Причину развала многих семей в начале XX века некоторые видели в неподготовленности девушек к браку. «В силу каких-то странных обстоятельств, — писал один из журналов того времени, — матери… поддерживают в душах дочерей свои собственные, застарелые заблуждения и приготовляют дочерям те же самые разочарования, что постигли их самих… В незнании женщины, что такое брак в реальной действительности, какую роль ей приходится выполнять в браке и, в особенности, в незнании того, что представляет из себя её муж, и заключается главная причина семейных неурядиц и несчастных браков». За ошибки матерей приходилось расплачиваться дочерям. Не найдя в браке всего того, на что так надеялись: любовь, красоту и гармонию, женщины начинали искать всё это в любви с другими мужчинами и вознаграждались со стороны общества за это клеймом «развратной женщины». К таким, как мы знаем, относилась героиня романа Л. Н. Толстого Анна Каренина. Кое-кто увидел в этом романе «конюшенную историю производительницы „Анны“ и производителя „Вронского“, сорвавшихся с поводов и разыгравших любовную сцену без санкции главного кучера».

Строгие патриархальные нравы имели, конечно, свои достоинства и своих сторонников, однако униженное положение женщины в семье и обществе, лицемерие и лживость старых порядков вызывали у появившейся в России интеллигенции чувство протеста. Не без оснований М. Е. Салтыков-Щедрин писал о том, что «не будь интеллигенции, мы не имели бы ни понятия о чести, ни веры в убеждения, ни даже представления о человеческом образе».

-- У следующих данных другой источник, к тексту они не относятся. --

PR #891, opened 2020-07-16
Add payment confirmation email to Edit

Cruikshanks:
https://eaflood.atlassian.net/browse/RUBY-1160

Now we have the new `receipt_email` field which we are capturing during new registrations and renewals we need to allow users to edit the value. Else once set (or not) it can never be changed which will cause issues for users who need to change it for subsequent Worldpay payments, for example, copy card orders.


Cruikshanks:
Sonarcloud is complaining about the lack of `<th>` in the table added. This is seen as an accessibility issue. But as commented previously the W3C guidelines state, if a table is being used for layout (which admittedly it shouldn't be) then you should avoid adding `<th>` elements.

PR #892, opened 2020-07-16
Hide receipt email on payment summary unless WorldPay selected

irisfaraway:

In a truly shocking development, this adds some JavaScript to the service.

The purpose of this is to hide the receipt email field from the payment summary page until the "WorldPay" option is selected.

If the page is loaded and "WorldPay" is already selected (eg if the page has been reloaded due to a validation error) then the email field will still be shown.

If "bank transfer" is later selected instead, the field will be hidden again.

Note that this won't work in IE8 and below. The default for these browsers and for disabled JavaScript is to always display the email field.

recording

We will also need to add a little `<%= yield :page_scripts %>` to the application template on the host apps:

- https://github.com/DEFRA/waste-carriers-front-office/pull/574
- https://github.com/DEFRA/waste-carriers-back-office/pull/950

### DIFF
--- a/app/forms/waste_carriers_engine/payment_summary_form.rb
+++ b/app/forms/waste_carriers_engine/payment_summary_form.rb
@@ -2,15 +2,14 @@
 
 module WasteCarriersEngine
   class PaymentSummaryForm < ::WasteCarriersEngine::BaseForm
-    delegate :temp_payment_method, to: :transient_registration
-    delegate :receipt_email, to: :transient_registration, allow_nil: true
-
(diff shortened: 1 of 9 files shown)


app/forms/waste_carriers_engine/payment_summary_form.rb
```diff
@@ -52,5 +51,18 @@ def assign_params(params)
     def paying_by_card?
       temp_payment_method == "card"
     end
+
```
Cruikshanks, line 54: Thing something snuck in when resolving the conflicts or from previous. You can ditch everything from here downwards.

PR #898, opened 2020-07-23
Generate renewal token when one is requested

Cruikshanks:
https://eaflood.atlassian.net/browse/RUBY-1166

If a registration is eligible for renewal NCCC would like us to display the same renewal link that gets included in the renewal reminder emails and letters in registration details.

Currently though we only generate the token used in the link when first generating the reminder email. A registration is eligible for renewal before this is done. And when we first release there will be hundreds that are eligible which will never go through the reminder process because it is too late.

The simplest solution we have for this is to generate it if required. This way we avoid any timing issues or another scheduled task that would have to try and identify all eligible registrations and update them in one go.

So this change will add some logic to automatically generate and save a token if one does not exist when the token is requested.


Cruikshanks:
@irisfaraway checkout https://github.com/DEFRA/waste-carriers-back-office/pull/962 to see how using this version of the engine effects the back-office 😁

Cruikshanks:
More for future reference as finding examples of this was super-hard

- https://stackoverflow.com/questions/7306472/override-a-mongoid-models-setters-and-getters

A subsequent answer recommends using `super()` instead of `self[:renew_token]`. It works to *get* the value in our context, but not to *set* it. As there seemed to be no issues with the implementation I've stuck a pin in this thought!

PR #1294, opened 2026-06-18
[IMP] theme_anelusia: update thumbnail post redesign

chgo-odoo:
Following the redesign of `theme_anelusia` made in Commit[^1], the screenshot of the theme was updated but not its thumbnail. This PR updates the thumbnail to ensure it matches the new theme design.

[^1]: https://github.com/odoo/design-themes/commit/4f68c63261708bf71c49c56ffffdb8d2fa9d5023

task-6313033


chgo-odoo:
@sobo-odoo 👋 

(Can't ping you as reviewer 😶‍🌫️ )

theme_anelusia/static/description/anelusia_description.webp
sobo-odoo, line 1: Oh I just noticed that this ( :arrow_down: )  is not the image anymore, since the image PR :open_mouth: 
image

Could have been nice to keep the images we added in the redesign, they were really nice :open_mouth: (the theme was really cool with them)

The theme screenshot doesn't match the real images then, so I suggest the following:
- either redo the screenshot and say goodbye to the beautiful anelusia theme we redesigned some months ago
- or replace some images used by the configurator snippets by the old ones, to have the same result as when you redesigned it 

What do you think ? :slightly_smiling_face: I prefer the second solution, because Anelusia was really nice :open_mouth: 

And we in fact have to redo all the themes screenshots too then :grimacing:

sobo-odoo (commented):
I just noticed that in fact, no theme match their screenshot anymore, since we replaced all images without keeping some similar to the ones used before :grimacing:

theme_anelusia/static/description/anelusia_description.webp
chgo-odoo: I'm all in for option 2 🥷

sobo-odoo (approved):
Let's go with this one in the end, since we can't restore the old anelusia cover image :slightly_smiling_face: 

@robodoo r+

PR #1296, opened 2026-06-18
[IMP] theme_brutalist: add a missing xpath

chgo-odoo:
In Commit [^1], theme_brutalist` was added to the list of existing themes. Its design makes use of the responsive font-size feature by displaying a heading with minimal content (first name + last name). Since no xpath was defined in the configurator for this content, the configurator could replace the first name + last name with a paragraph or other longer text, resulting in overflow or broken layouts.

To prevent this issue, we added an xpath so that the configurator can determine the appropriate content to insert in that location.

[^1]: https://github.com/odoo/design-themes/commit/0eae6584c089b97a92d36d61f8d02a51e15d125c

task-6315710


sobo-odoo (approved):
@robodoo r+

chgo-odoo:
robodoo retry

PR #1297, opened 2026-06-20
[FIX] theme_muse: fix theme preview

chgo-odoo:
This PR updates the preview for `theme_muse` according to the new `s_about_bold` snippet design. Prior to this commit, the structure of the `s_about_bold` snippet was reworked to avoid using text columns, because they were creating a horizontal scroll, which are visible in the preview as well.

Now that the snippet uses a standard row and col structure, we need to update the preview to match that layout.

task-6318818

### DIFF
--- a/theme_muse/static/description/preview.html
+++ b/theme_muse/static/description/preview.html
@@ -1460,21 +1460,18 @@
 </div>
 </section><section class="s_about_bold pt112 pb88" data-snippet="s_about_bold">
 <div class="container s_allow_columns">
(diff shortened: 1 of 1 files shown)


chgo-odoo:
@sobo-odoo FYI, I forgot to update the preview after we changed the structure of the s_about_bold snippet 😬

sobo-odoo (approved):
Thanks for the fix :slightly_smiling_face: 

@robodoo r+

PR #1298, opened 2026-06-22
[FIX] theme_*: adapt images for new record and missed occurences

mano-odoo:
In theme_graphene we used `landscape_xl_1` but since the shape is
cropping the image to an ultrawide format, ultrawide is more adapted for
this snippet.

theme_enark, theme_monglia, theme_orchid

In https://github.com/odoo/design-themes/commit/d851c17c03f1 we rebinded the themes to use the new records but some occurences of direct file xpath were missed.

task-6321389

### DIFF
--- a/theme_enark/views/snippets/s_cta_box.xml
+++ b/theme_enark/views/snippets/s_cta_box.xml
@@ -21,7 +21,6 @@
     </xpath>
     <!-- Image -->
     <xpath expr="//img" position="attributes">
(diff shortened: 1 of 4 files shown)


mano-odoo:
@odoo/rd-website

FrancoisGe:
@robodoo r+ rebase-ff

sobo-odoo (commented):
@mano-odoo Since you changed many images, don't forget to regenerate the modified themes screenshot and preview so they match :wink: 

(for example, the Orchid hardcoded image is still in the preview)

PR #1300, opened 2026-06-23
[FIX] theme_*: update themes previews

mano-odoo:
Following commit[1] and commit[2], themes were adapted for the new records but the preview weren't updated.

Follow up of
task-6321389

[1]: odoo/design-themes@62f5e1ebd209
[2]: odoo/design-themes@48a964594c91

### DIFF
--- a/theme_enark/static/description/preview.html
+++ b/theme_enark/static/description/preview.html
@@ -1269,7 +1269,7 @@
 <div class="container">
 <div class="s_card o_card_img_horizontal flex-lg-row-reverse card o_cc o_cc5" data-name="Card" data-snippet="s_card" data-vxml="001" style="--card-spacer-x: 64px;--card-spacer-y: 64px;border-width: 0px !important;border-radius: 0px !important">
 <figure class="o_card_img_wrapper ratio ratio-1x1 mb-0">
-<img alt="" class="o_card_img" loading="lazy" src="/theme_enark/static/src/img/snippets/library_image_02.webp"/>
+<img alt="" class="o_card_img" loading="lazy" src="/web/image/website.set_2_square_md_3"/>
 </figure>
 <div class="card-body">
 <h2 class="card-title">
--- a/theme_graphene/static/description/preview.html
+++ b/theme_graphene/static/description/preview.html
@@ -1108,7 +1108,7 @@
 </nav>
 </header>
 <main class="">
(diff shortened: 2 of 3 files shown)


mano-odoo:
@sobo-odoo here is the PR to adapt the previews. @chgo-odoo is handling the screenshots update 😄

theme_enark/static/description/preview.html
```diff
@@ -1219,20 +1226,20 @@ <h2 class="h3-fs">Key Metrics of Company's Achievements</h2>
...
-<img alt="" class="img img-fluid d-block" data-index="1" data-name="Image" loading="lazy" src="/web/image/website.landscape_md_7"/>
-<img alt="" class="img img-fluid d-block" data-index="4" data-name="Image" loading="lazy" src="/web/image/website.set_2_square_md_4"/>
+<img alt="" class="img img-fluid d-block rounded" data-index="1" data-name="Image" loading="lazy" src="/web/image/website.landscape_md_7"/>
+<img alt="" class="img img-fluid d-block rounded" data-index="4" data-name="Image" loading="lazy" src="/web/image/website.set_2_square_md_4"/>
 </div>
 <div class="o_masonry_col o_snippet_not_selectable col-lg-4">
-<img alt="" class="img img-fluid d-block" data-index="2" data-name="Image" loading="lazy" src="/web/image/website.set_2_square_md_6"/>
-<img alt="" class="img img-fluid d-block" data-index="5" data-name="Image" loading="lazy" src="/web/image/website.set_2_square_md_2"/>
+<img alt="" class="img img-fluid d-block rounded" data-index="2" data-name="Image" loading="lazy" src="/web/image/website.set_2_square_md_6"/>
+<img alt="" class="img img-fluid d-block rounded" data-index="5" data-name="Image" loading="lazy" src="/web/image/website.set_2_square_md_2"/>
```
sobo-odoo: Sorry about that but we wrongly removed some images wall customizations when removing the themes customizations :grimacing: I restored them in the PR of CHGO about the theme screenshots :+1: 
So this change here was due to that :+1: 
Could you rebase and redo the previews ? :slightly_smiling_face: 

Note that to keep a consistent CSS between themes, maybe just change the concerned image urls manually instead of regenerating the whole file :slightly_smiling_face: => I think it's better to use the tooling once for all themes at the same time :+1:  we couldn't avoid it for the new themes, but the old ones all have the same base, so I prefer changing only what needs to be (it will be easier to spot issues in previews if they are are consistent) :slightly_smiling_face: 

Also note that the monglia case was fixed in CHGO's [PR ](https://github.com/odoo/design-themes/pull/1302/files#diff-361cbcb69d024d10f90a30e6861130128b2b2c92c54abde1716a855dfa0113f6R1121) :slightly_smiling_face:

sobo-odoo (changes requested):
Small comment :slightly_smiling_face:

mano-odoo:
@sobo-odoo I pushed just the images diff and removed monglia 😇

sobo-odoo (approved):
Thanks :slightly_smiling_face: 

@robodoo r+

PR #1311, opened 2026-07-10
[IMP] theme_graphene: redesign

chgo-odoo:
COM PR: https://github.com/odoo/odoo/pull/275580
task-6377094

| Before | After |
|--------|--------|
| graphene_screenshot | graphene_screenshot |


anso-odoo:
@odoo/rd-website  Hello again, there's also this one ready 🙏

FrancoisGe:
@sobo-odoo or @romo-odoo  Could you check it ? :)

theme_graphene/__manifest__.py
```diff
@@ -19,12 +21,12 @@
         'website.s_cover_default_image': '/theme_graphene/static/src/img/pictures/bg_image_08.webp',
```
sobo-odoo: You can remove `images_preview_theme` :slightly_smiling_face:

theme_graphene/__manifest__.py
```diff
@@ -9,7 +9,9 @@
         'data/generate_primary_template.xml',
```
sobo-odoo, line 9: You didn't update the description :+1:

theme_graphene/static/src/scss/bootstrap_overridden.scss
```diff
@@ -1,3 +0,0 @@
-// Headings font weight
```
sobo-odoo, line 1: Don't delete the file, just empty it :+1:

theme_graphene/data/ir_asset.xml
```diff
@@ -13,10 +13,4 @@
     <path>theme_graphene/static/src/scss/secondary_variables.scss</path>
 </asset>
 
-<asset id="theme_graphene.bootstrap_overridden_scss" name="Bootstrap overridden SCSS">
-    <field name="key">theme_graphene.bootstrap_overridden_scss</field>
-    <bundle directive="prepend">web._assets_frontend_helpers</bundle>
-    <path>theme_graphene/static/src/scss/bootstrap_overridden.scss</path>
-</asset>
-
```
sobo-odoo, line 21: And so don't remove the asset :slightly_smiling_face: (as said in another theme, we will see later how we can clean them safely :+1: )

theme_graphene/models/theme_graphene.py
```diff
@@ -5,9 +5,6 @@ class ThemeUtils(models.AbstractModel):
     _inherit = 'theme.utils'
 
     def _theme_graphene_post_copy(self, mod):
-        self.enable_view('website.template_header_stretch')
+        self.enable_view('website.template_header_default')
```
sobo-odoo: It's not needed to enable the default, it will already be automatically :slightly_smiling_face:

theme_graphene/__manifest__.py
```diff
@@ -19,12 +21,12 @@
...
     },
     'configurator_snippets': {
-        'homepage': ['s_cover', 's_text_image', 's_numbers_grid', 's_mockup_image', 's_comparisons', 's_references'],
+        'homepage': ['s_hero_minimalist', 's_text_block_split', 's_services_grid', 's_showcase_square', 's_references_tiles', 's_parallax', 's_faq_collapse_centered'],
     },
     'configurator_snippets_addons': {
         'website_sale': {
             'homepage': [
-                ('website_sale.s_dynamic_snippet_category_list', 'after', 's_mockup_image'),
+                ('website_sale.s_dynamic_snippet_category_list', 'after', 's_showcase_square'),
```
sobo-odoo, line 26: For the dynamic snippet:
- Given the page design, its background color should be `o_cc1` :slightly_smiling_face: 
- Already there before, but the `d-flex` class should also be removed from `s_dynamic_snippet_title`, adding `d-none` is not enough, so the option is therefore not correct :+1: 
  image

theme_graphene/static/src/scss/primary_variables.scss
```diff
@@ -138,12 +131,3 @@ $o-color-palettes-compatibility-indexes: (
...
 );
-
-//------------------------------------------------------------------------------
-// Shapes
-//------------------------------------------------------------------------------
-
-$o-bg-shapes: change-shape-colors-mapping('html_builder', 'Origins/02_001', (4: 2, 5: rgba(0, 0, 0, 0)));
-$o-bg-shapes: add-extra-shape-colors-mapping('html_builder', 'Origins/02_001', 'second', (4: 2, 5: rgba(0, 0, 0, 0)));
-$o-bg-shapes: change-shape-colors-mapping('html_builder', 'Origins/06_001', (3: 2));
-$o-bg-shapes: change-shape-colors-mapping('html_builder', 'Zigs/01_001', (2: 4));
```
sobo-odoo, line 149: Don't remove this yet, we will clean all the themes at the same time once we are sure it's fine :slightly_smiling_face:

theme_graphene/static/src/scss/primary_variables.scss
```diff
@@ -80,41 +98,16 @@ $o-theme-font-configs: (
...
+    'Geist': (
+        'family': ('Geist', sans-serif),
+        'url': 'Geist:300,300i,400,400i,700,700i',
     ),
 );
 
-$base-1: map-get($o-color-palettes, 'base-1');
-$base-1: map-merge($base-1, ('footer': 5));
-$o-color-palettes: map-merge($o-color-palettes, ('base-1': $base-1));
-
```
sobo-odoo, line 117: Maybe don't remove this, an existing user using this palette with that theme installed will suddenly have his footer color changed :+1: 

In fact, I don't know at all to which extent we have to think to the users... there is a lot of compatibility in this file so I guess we have to be careful, but on the other hand, we can't keep each version of a palette either :grimacing: (same for the fonts)

Do you know what we really are allowed to change or not from a version to another ? :slightly_smiling_face:

theme_graphene/views/global_customizations.xml
```diff
@@ -0,0 +1,48 @@
...
+</template>
+
+<!-- ======== PARALLAX ======== -->
+<template id="configurator_s_parallax" inherit_id="website.configurator_s_parallax">
+    <!-- Section -->
+    <xpath expr="section" position="attributes">
+        <attribute name="data-scroll-background-ratio">3</attribute>
+        <attribute name="class" remove="s_parallax_is_fixed" separator=" "/>
+    </xpath>
+</template>
```
sobo-odoo: It should go in the other file :wink:

theme_graphene/views/global_customizations.xml
```diff
@@ -0,0 +1,48 @@
...
+
+<!-- ======== FOOTER LINKS ======== -->
+<template id="template_footer_links" inherit_id="website.template_footer_links" name="Graphene Footer Links">
+    <!-- Section -->
+    <xpath expr="//section[@data-snippet='s_text_block']" position="attributes">
+        <attribute name="data-oe-shape-data"/>
+    </xpath>
+    <!-- Shape -->
+    <xpath expr="//section[@data-snippet='s_text_block']/div[hasclass('o_we_shape')]" position="replace"/>
+</template>
```
sobo-odoo: You can't remove the footer shape like this, because we won't be able to add a shape ever again on that template anymore (because the xpath will stay active) :+1: 

We should add a way to allow doing this in the future, like enabling a template that will remove the shape, and then the option will also disable that template when we will add a shape :+1: 
We have the same issue about making a footer full-width or small for example :+1: 

We need to think of a system to allow it easily, but it won't be ready for now (for the width, we were supposed to modify the whole footer system to work with templates like the header, but now that I see the shape case, I wonder if we should not do it in another way :thinking:)

theme_graphene/views/global_customizations.xml
```diff
@@ -0,0 +1,48 @@
+<?xml version="1.0" encoding="utf-8"?>
+<odoo>
+
+<!-- ======== SERVICES GRID ======== -->
+<template id="s_services_grid" inherit_id="website.s_services_grid" name="Graphene Services Grid">
```
sobo-odoo: Maybe keep the same way of writing the `name` attribute as in other themes to be consistent, so "Theme s_snippet" with the `s_` snippet id => `Graphene s_services_grid` (it will be easier to find the snippets in the Views menu) :slightly_smiling_face: 

Same for the other custos and in the other file :slightly_smiling_face:

theme_graphene/static/description/graphene_screenshot.webp
sobo-odoo, line 1: Just a comment: the hero minimalist image is the same as the parallax one => since they are big highlighted images, maybe change one of them (in one of the blocks customization) so they are not repeated ? :slightly_smiling_face:

sobo-odoo (changes requested):
Here is my review :slightly_smiling_face:

theme_graphene/views/global_customizations.xml
anso-odoo: Keeping it for now then 👍

anso-odoo:
@sobo-odoo Should be mostly fine now, thank!

sobo-odoo (approved):
Thanks for the work :slightly_smiling_face: 

@robodoo r+

PR #1327, opened 2026-07-30
[FIX] tooling: highlight only the active preview menu

bvr-odoo:
Theme previews created all sample menu links with the home URL, so they were all displayed as active. Give each link its own URL so only Home is highlighted on the homepage.

task-6368411


FrancoisGe:
@robodoo r+

PR #1333, opened 2026-08-20
[FIX] theme_bistro: regenerate preview with stable Material icons URLs

guja-odoo:
bug:
Some icons in the Bistro preview were displayed as raw text. Its Material Symbols font URL still carried an ID.

fix:
Regenerate the preview so the font URLs are static.


bvr-odoo (approved):

bvr-odoo:
@robodoo r+

PR #1338, opened 2026-08-27
[FIX] themes: state illustration and device-mockup requirements

guja-odoo:
Descriptions didn't state that these themes use illustrations or device mockups instead of photos, so the AI recommender suggested them for shops, makers of physical goods, and businesses with no screen to show.

task-6456379


FrancoisGe:
@robodoo r+

PR #1345, opened 2026-09-11
[FIX] theme_eclipse: fix shaped icons in preview

bvr-odoo:
Steps to reproduce:
- Open the website configurator.
- Select a dark color palette.
- Preview the "Eclipse" theme. => The shaped icons in the Features section use a dark foreground.

Before this commit, the static preview applied its default dark icon color even when a background color class was present.

After this commit, the default icon color is limited to shaped icons without a background class, allowing `bg-o-color-X` to control their foreground.

task-6485048


sobo-odoo (approved):
@robodoo r+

Многие хорошие и понимающие девушки, — считали прогрессивно настроенные женщины России в начале XX века, — шли тогда замуж только для того, чтобы «пристроиться». Шли не любя, как рабыни, платя своим телом за блага жизни. Шли потому, что не были приучены к самостоятельному труду и не могли содержать себя. Нужно, считали они, готовить девочек в люди, а не в жёны. В сентябре 1913 года журнал «Современный мир» опубликовал статью Александры Коллонтай о «новой женщине». В ней будущий советский посол отрицала старые идеалы: девичью непорочность и женскую верность домашнему очагу. Александра Михайловна писала о том, что «быть отданной» уже не является для женщины идеалом и любовные переживания, которые для женщины прошлого составляли основное содержание жизни, теперь таковыми не являются. «Женщины, — писала она, — идут теперь работать и приобретают самостоятельность. Трудом и талантом создают они свою собственную жизнь, а условия жизни изменяют их психику».

Статья Коллонтай произвела на читателей сильное впечатление. Смелость высказанных в ней мыслей, примеры из окружающей жизни требовали действий, изменения среды и её морали. Почему, — вопрошали себя и окружающих либерально мыслящие интеллигенты, — в нашем обществе без всяких рассуждений признаются безнравственными потеря девственности, внебрачное сожительство и супружеская измена, когда это касается женщины, и общество молчит, когда речь идёт о мужчинах, ведь принцип христианской этики: не делай другому того, чего не желаешь себе — един для мужчин и женщин? А что делать женщине, живущей много лет с мужчиной, который давно разошёлся с женой, но не может получить развод из-за её несогласия? А как называется то, когда молоденькая девушка выходит за старика ради его богатства? На вид это, может быть, и нравственный поступок, а по существу-то — издевательство.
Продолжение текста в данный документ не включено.